For example, signed number 10010, the highest bit is 1, indicating that the binary number is negative. (Pay attention to the following anti-code, of course)

• From the previous above you can know that a signed binary number, at least two bits, one of which is the sign bit.

② signed binary number has three kinds of expression: the original code, anti-code, and complement (the decimal and the like also have the complement of the same, here only records and binary related).

③ Source code : The highest bit is the sign bit, except the highest bit binary number, which represents the absolute value of the binary value.

For example, the original code 100110, the highest bit is 1, negative, the remaining is 00110, the value is 6, then the original code represents the size of the value is-6.

• In general, when it comes to a signed number, it is generally referred to as the original code.

• 0 of the original code, can be expressed as +0 and-0, that is, 1 ... 0,0..0, so there are two forms of expression.

The • N-bit source represents a range of:-(2^ (n-1)-1) ~+ (2^ (n-1)-1), or 1 ... 1~0...1

④ Anti- code: The anti-code can be derived from the original code, the original code of every bit to get the corresponding anti-code.

For example, a signed number of the original code is 10011, then this signed number of the inverse code is 01100.

• Anti-code in the application is not much, perhaps I have not learned it, not in detail in this, later used to detail the record it.

⑤ complement: The application of the complement is widespread, the computer's internal operation is to use the complement.
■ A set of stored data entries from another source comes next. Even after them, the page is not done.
Issue #1248, opened 2021-03-03
Reserve a PURL


amyehodge:
This is still not working.

jmartin-sul:
I've done some testing and am a bit stumped at the moment.  I wonder if there's some flakiness with communication between  SDR (specifically... dor-services-app?  sdr-api?) and H2?  Or some flakiness in H2 job execution?

I tried to reserve a PURL at 10:28 am pacific today, and that seemed to get stuck in the "Reserving PURL" state (still stuck as of this comment, see screenshot).  But subsequent attempts to reserve a PURL all seemed to succeed.

Because of the timing (10:28 am), I suspected this sdr-api error reported by Honeybadger, but I think it's a red herring:  https://app.honeybadger.io/projects/67994/faults/64639563/01EZWNHS132M1NPG4NRWVQD9G1?page=0#notice-params

```
Dor::Services::Client::UnexpectedResponse: Bad Request: 400 ({"errors":[{"status":"400","title":"Bad Request","detail":"Unable to find collection: 'Unable to find 'druid:mp757fq0674' in fedora. See logger for details.'"}]})
```

I suspected maybe a race condition, where the collection I'd just created couldn't be referenced yet, but the collection in the error message is `mp757fq0674`, and the collection for the stuck purl res is `kr811mj1951`.  The couple of errors I see in dor-indexing-app from around the same time (10:40 am) seem to be about a data error (attempted reindexing hitting an object without a title).

The other thing I noticed was that a PURL reservation I successfully completed got stuck on "Deposit in progress" after I edited metadata and tried to deposit.  I reserved that PURL as fast as I could in a newly created collection, trying to reproduce the stuck reservation by creating the race condition I'd initially thought might be the culprit, but I was able to choose a type and edit metadata without a problem.

The last thing I noticed is that the PURL link worked for all my test reservations, _except_ for the stuck reservation.  I can visit Argo for all of the druids.  The stuck one only has `registrationWF`, whereas the rest have that plus `preservationIngestWF` and `accessionWF`.
<img width="1411" alt="Screen Shot 2021-03-03 at 3 47 44 PM" src="https://user-images.githubusercontent.com/7741604/109894688-ca616b80-7c42-11eb-985f-5a45c02ebe8b.png">

No other obvious errors jumped out at me from Honeybadger.

After typing all that out, the only somewhat concrete hunch I have is something something stale worker code?  Since there was a fix to the accessioning flag in sdr-client? 🤷

[...]

PR #1261, opened 2021-03-06
Fix PURL reservation state transition handling

jmartin-sul:
## Why was this change made?

an attempt at progress on #1248 

* unit tests
* testing on stage

n/a


jmartin-sul:
this doesn't seem to fully fix things, but it does seem like an improvement based on my testing of this on stage this past friday.

- Paired with @jcoyne Friday morning.  Determined that work versions in `reserving_purl` were no longer getting moved to `purl_reserved` because that transition was on the `deposit_complete!` event (prior to this PR).  There was no longer a deposit to complete (and so no call from RabbitMQ to H2's `DepositStatusJob`, which calls `deposit_complete!`).  The lack of deposit was because of the switch to `accessioning`=false in the initial SDR object creation when reserving a PURL (see the fri 2/26 fix to sdr-client, and the first PURL res PR https://github.com/sul-dlss/sdr-client/pull/148 and https://github.com/sul-dlss/happy-heron/pull/989/files#diff-ced6e105bac360d3d0e85f61aa63495a21ba9c6018742345a388f6b61a1317f7R37)
  - This PR fixes H2 to have a specific `pid_assigned!` event that does the `reserving_purl` to `purl_reserved` state transition, called from `AssignPidJob` in H2, which got things unstuck from "Reserving PURL" (based on my testing on -stage on Friday).
- With a PURL that reserved successfully, I was able to pick a type for it and edit metadata.  But then it gets stuck on `depositing`.  see https://purl-stage.stanford.edu/mc527yk6759
  - But sometimes it still seems the purl reservation sets the `accesion` flag to true for SDR object creation, or at least that's what it looks like from the DSA logs, and `accessionWF` exists on some objects if you look at them in Argo.  e.g. https://purl-stage.stanford.edu/wh665zf3298
  - I didn't see any stale sneakers workers when I looked at the `ps` listing on H2 stage -- there were 4 processes, and all were started after my last deployment
  - Regular deposit still seems to work fine, thankfully, see https://purl-stage.stanford.edu/th908kt1622
  - I paired with @peetucket Friday afternoon, we couldn't figure out where things were getting dropped (re: PURL reservation works getting stuck on "Depositing" when trying to pick a type and flesh out metadata).
- No obviously relevant honeybadger alerts, though it is weird that `AssignPidJob` got called on states that already had a druid (or maybe it's not, but it does seem that `sdr.objects.created` event gets broadcast from DSA more than just for the druid assignment -- e.g. https://app.honeybadger.io/projects/77112/faults/77571207).
- I did see an unexpected error where `deposit_complete!` gets called on `purl_reserved` work, see https://app.honeybadger.io/projects/77112/faults/77580929

app/models/work_version.rb
```diff
@@ -64,7 +64,11 @@ class WorkTypeUpdateError < RuntimeError; end
 
     event :deposit_complete do
       transition depositing: :deposited
+    end
+
+    event :pid_assigned do
       transition reserving_purl: :purl_reserved
+      transition %i[first_draft depositing pending_approval purl_reserved] => same
```
jmartin-sul, line 71: Originally, I had expected only needing to include `first_draft` and `depositing`, but I guess there's an `sdr.objects.created`/`h2.druid_assigned` message in other situations too?  I added `pending_approval` and `purl_reserved` based (respectively iirc) on running unit tests and doing manual testing on stage.

spec/features/purl_reservation_spec.rb
```diff
@@ -32,10 +32,14 @@
...
-      work_version.add_purl_to_citation
-      work_version.deposit_complete!
+      # IRL, dor-services-app would send a message that RabbitMQ would route to h2.druid_assigned,
+      # for processing by AssignPidJob, so we'll just fake that by running the job manually
+      source_id = "hydrus:object-#{work_version.work.id}"
+      identification = instance_double(Cocina::Models::Identification, sourceId: source_id)
+      model = instance_double(Cocina::Models::DRO, identification: identification, externalIdentifier: druid)
+      assign_pid_job = AssignPidJob.new
+      allow(assign_pid_job).to receive(:build_cocina_model_from_json_str).and_return(model)
+      assign_pid_job.work('{}') # don't need to fake JSON for fully valid Cocina model, just mock resulting DRO
```
jmartin-sul, line 42: i initially started out by faking the json and calling `AssignPidJob` in a more realistic manner, but it seemed like that'd grow cumbersome, and might lead to brittle tests.  happy to revisit if that does in fact seem like a better approach than the mocking done here.

jmartin-sul:
this PR does not fully get PURL reservation working, but it does seem like it improves things without introducing regression, so i think this is ready for review (and possibly merging if it's not on the wrong track)

jmartin-sul:
hmm, might've figured out what this is missing, going back to draft for more tweaking/testing...

jmartin-sul:
> hmm, might've figured out what this is missing, going back to draft for more tweaking/testing...

my hunch didn't pan out.  marking ready for review again...

app/models/work_version.rb
jcoyne: I'm a bit confused as to how first_draft. pending_approval or purl_reserved would ever make this transition.  Can you explain more?

jcoyne (changes requested):

app/models/work_version.rb
jmartin-sul: iirc, i added all three because either the unit tests tried to make that that transition, or because the app tried to make that transition when i tested on -stage on friday.  will try to reproduce and give a bit more detail as to what triggered this transition on those states...

jmartin-sul: (i was also surprised, esp on the `purl_reserved` one)

jcoyne: I think the unit test should be adjusted so that they are in the correct state rather than change the code to try and accomodate objects that aren't correct.

jmartin-sul: fixed the test issue, but deploying to -qa to see if i can reproduce the transition issue i stumbled on when testing on -stage...

jmartin-sul: full disclosure: i tested just now with this commit:  0329901ce6cb9ea3b71e3883da03fcd8ef3b4695

but that just adds some debug logging to the changes in this branch, in an attempt to figure out why a PURL res isn't turned into a real deposit after a user selects a type (and edits metadata and hits the "Deposit" button).

https://github.com/sul-dlss/happy-heron/compare/b5d6de56c686c8e8fea3f834a6fdd2d86cab5b30...0329901ce6cb9ea3b71e3883da03fcd8ef3b4695

jmartin-sul: paired with @jcoyne this morning, and after walking through the code, we realized that `pid_assigned!` was getting called twice on a `WorkVersion` in `purl_reserved`, because `DepositJob` was being run twice for PURL reservations (because both the `reserve_purl` and `begin_deposit` events were being invoked for PURL reservation, and both of those events have an `after_transition` hook that invokes `WorkObserver#after_begin_deposit`).

this should be fixed in the third commit on this PR, and now `depositing` and `reserving_purl` should be the only "from" states for the `pid_assigned` event/transition.

jmartin-sul:
@jcoyne ready for review yet again 🙂 

based on my testing on QA, this does not yet fix the issue with not being able to turn a PURL res into a full fledged deposit.  but hopefully this is forward progress, and the third commit should address the state transition concern raised earlier in this PR's review.

jcoyne (approved):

The complement can also be obtained from the original code:

For positive numbers: complement is the complement;

For negative numbers: the symbol bit of the original code is unchanged, the remaining bits are reversed, and the whole plus one gets the complement.

For example: The original binary code is 10010, the sign bit 1 is unchanged, the remaining 0010, the inverse 1101; integration is 11101, plus one gets 11110. That is, the original code is 10010 of the complement of 11110.

• Complement 0, assuming that there are 4 bits, then for 0, the original code is 1000, take the inverse plus one, get 0000 (assuming a bit width fixed); For +0, the complement is 0000, so the complement of 0 has only one form of expression.

The range of values represented by • N is: -2^ (n-1) ~+ (2^ (n-1)-1)

　　

　　3. binary Binary Add and Subtract operation and Overflow phenomena

(1) the addition and subtraction of binary operations

① for the general unsigned operation, the direct operation is good, there is nothing to say. But inside the computer, it is a complement operation, there is a place to record, complement the addition and subtraction operations for the other signed number, it seems relatively simple. In addition, subtraction can be added as an addition, minus a number can be counted as a negative number.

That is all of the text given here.